[Stored items]
************
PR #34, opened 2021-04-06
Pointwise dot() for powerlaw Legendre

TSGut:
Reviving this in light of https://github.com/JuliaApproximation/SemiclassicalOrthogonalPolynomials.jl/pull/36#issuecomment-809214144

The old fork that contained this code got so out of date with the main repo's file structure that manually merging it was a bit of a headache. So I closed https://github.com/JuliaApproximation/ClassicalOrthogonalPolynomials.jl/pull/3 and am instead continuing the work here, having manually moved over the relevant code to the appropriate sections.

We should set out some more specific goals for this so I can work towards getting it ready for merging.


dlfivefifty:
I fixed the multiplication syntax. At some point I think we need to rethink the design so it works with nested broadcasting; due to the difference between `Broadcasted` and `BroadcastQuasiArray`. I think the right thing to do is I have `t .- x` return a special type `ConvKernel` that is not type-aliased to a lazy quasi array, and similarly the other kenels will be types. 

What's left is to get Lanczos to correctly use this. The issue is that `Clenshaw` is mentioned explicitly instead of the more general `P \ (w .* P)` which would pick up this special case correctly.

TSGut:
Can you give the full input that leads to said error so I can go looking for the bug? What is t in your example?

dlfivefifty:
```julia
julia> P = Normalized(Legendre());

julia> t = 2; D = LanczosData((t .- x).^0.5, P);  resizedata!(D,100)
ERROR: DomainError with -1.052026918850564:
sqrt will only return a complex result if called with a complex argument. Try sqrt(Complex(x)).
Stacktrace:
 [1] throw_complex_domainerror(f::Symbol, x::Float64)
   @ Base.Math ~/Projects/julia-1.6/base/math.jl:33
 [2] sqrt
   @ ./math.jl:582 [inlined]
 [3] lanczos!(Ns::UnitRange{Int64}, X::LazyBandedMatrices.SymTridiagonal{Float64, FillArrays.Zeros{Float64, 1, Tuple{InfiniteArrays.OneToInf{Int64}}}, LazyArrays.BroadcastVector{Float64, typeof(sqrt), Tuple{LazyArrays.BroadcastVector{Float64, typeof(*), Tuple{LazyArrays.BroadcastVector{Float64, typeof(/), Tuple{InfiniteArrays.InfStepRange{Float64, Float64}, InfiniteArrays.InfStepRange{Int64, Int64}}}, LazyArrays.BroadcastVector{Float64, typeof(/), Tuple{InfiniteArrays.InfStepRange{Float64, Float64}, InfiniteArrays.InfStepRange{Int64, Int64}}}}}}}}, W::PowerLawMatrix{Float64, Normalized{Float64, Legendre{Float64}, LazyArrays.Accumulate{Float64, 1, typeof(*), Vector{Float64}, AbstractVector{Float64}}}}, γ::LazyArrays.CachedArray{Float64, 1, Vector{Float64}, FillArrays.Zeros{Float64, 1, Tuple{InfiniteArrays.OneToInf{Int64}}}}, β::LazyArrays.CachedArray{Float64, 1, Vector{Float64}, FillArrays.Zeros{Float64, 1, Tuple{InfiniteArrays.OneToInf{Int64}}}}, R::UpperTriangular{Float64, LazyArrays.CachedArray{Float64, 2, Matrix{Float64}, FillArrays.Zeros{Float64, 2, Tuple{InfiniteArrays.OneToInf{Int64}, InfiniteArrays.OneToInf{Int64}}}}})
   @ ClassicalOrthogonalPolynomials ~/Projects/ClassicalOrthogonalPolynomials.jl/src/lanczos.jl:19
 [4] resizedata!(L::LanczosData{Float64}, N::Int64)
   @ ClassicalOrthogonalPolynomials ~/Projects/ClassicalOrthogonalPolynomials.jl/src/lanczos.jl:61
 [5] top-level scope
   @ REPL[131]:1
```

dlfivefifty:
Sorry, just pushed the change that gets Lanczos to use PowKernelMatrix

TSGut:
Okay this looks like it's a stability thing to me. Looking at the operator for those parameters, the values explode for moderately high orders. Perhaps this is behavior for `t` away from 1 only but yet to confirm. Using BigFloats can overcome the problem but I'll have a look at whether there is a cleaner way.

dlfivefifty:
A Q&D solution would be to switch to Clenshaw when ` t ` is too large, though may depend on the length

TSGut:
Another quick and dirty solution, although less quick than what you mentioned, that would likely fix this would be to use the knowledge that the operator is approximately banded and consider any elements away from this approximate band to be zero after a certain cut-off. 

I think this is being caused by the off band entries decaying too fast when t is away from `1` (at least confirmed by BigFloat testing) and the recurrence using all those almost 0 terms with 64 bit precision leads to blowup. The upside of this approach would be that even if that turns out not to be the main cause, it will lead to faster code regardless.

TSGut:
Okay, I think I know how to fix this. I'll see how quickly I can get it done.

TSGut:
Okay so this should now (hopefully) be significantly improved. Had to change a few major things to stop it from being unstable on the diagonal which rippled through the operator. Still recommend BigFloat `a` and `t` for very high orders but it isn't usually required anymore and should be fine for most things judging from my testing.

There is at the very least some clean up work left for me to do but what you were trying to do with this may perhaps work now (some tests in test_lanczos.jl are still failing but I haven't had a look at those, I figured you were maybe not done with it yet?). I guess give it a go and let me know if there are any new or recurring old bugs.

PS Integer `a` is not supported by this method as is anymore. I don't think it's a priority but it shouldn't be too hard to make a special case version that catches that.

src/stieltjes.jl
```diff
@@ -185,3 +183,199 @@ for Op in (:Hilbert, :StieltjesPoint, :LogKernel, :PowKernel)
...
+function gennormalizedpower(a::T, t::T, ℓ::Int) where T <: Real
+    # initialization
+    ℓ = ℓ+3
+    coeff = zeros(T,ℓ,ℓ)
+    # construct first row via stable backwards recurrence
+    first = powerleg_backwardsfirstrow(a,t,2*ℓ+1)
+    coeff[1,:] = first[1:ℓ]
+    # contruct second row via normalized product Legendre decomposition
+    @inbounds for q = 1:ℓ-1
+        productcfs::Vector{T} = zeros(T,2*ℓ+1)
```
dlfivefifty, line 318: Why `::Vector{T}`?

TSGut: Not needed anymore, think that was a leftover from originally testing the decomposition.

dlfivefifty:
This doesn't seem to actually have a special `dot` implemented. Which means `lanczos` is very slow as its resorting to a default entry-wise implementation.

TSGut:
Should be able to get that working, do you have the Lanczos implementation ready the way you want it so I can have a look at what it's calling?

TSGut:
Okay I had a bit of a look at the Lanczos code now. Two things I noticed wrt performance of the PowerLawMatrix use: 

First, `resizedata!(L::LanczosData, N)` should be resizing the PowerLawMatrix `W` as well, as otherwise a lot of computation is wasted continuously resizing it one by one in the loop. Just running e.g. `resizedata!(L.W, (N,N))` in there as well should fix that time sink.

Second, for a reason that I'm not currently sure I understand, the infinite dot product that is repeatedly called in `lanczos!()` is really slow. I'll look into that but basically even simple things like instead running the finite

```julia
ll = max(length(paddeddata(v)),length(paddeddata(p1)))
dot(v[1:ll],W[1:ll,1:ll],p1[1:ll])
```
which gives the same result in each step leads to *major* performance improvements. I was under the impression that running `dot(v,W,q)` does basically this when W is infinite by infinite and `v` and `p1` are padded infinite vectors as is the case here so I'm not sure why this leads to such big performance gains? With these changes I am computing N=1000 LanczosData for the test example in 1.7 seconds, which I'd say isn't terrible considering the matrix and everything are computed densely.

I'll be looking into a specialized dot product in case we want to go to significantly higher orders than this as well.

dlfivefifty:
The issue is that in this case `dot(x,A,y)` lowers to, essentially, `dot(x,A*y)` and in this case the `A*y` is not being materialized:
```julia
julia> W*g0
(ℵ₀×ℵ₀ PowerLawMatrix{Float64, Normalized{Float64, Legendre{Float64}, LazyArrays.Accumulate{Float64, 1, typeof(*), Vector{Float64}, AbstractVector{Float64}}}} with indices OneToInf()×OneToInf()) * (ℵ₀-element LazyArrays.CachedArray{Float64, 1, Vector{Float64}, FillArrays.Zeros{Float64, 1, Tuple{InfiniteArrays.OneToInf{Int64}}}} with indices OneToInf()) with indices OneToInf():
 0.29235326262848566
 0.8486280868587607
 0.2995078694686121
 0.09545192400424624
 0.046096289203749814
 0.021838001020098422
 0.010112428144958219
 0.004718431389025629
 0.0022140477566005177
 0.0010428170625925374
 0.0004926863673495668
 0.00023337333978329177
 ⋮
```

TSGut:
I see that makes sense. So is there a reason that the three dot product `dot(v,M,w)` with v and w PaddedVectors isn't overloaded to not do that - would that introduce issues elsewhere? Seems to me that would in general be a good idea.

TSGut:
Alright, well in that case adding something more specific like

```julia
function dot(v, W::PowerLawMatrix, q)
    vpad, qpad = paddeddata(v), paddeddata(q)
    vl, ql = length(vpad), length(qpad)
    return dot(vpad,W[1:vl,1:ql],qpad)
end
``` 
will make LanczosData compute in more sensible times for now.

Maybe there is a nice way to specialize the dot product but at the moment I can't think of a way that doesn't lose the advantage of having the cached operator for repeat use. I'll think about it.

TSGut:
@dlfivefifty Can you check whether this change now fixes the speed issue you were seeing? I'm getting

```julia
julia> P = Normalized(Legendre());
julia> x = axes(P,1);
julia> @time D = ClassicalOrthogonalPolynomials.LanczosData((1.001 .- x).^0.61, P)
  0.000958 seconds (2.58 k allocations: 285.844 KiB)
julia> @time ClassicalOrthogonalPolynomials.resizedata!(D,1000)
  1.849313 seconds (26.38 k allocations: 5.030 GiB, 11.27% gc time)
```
************
REQUIRED WORK:
Which lines above contain the word "were"? Show each of them.

OUTPUT:
There is at the very least some clean up work left for me to do but what you were trying to do with this may perhaps work now (some tests in test_lanczos.jl are still failing but I haven't had a look at those, I figured you were maybe not done with it yet?). I guess give it a go and let me know if there are any new or recurring old bugs.
@dlfivefifty Can you check whether this change now fixes the speed issue you were seeing? I'm getting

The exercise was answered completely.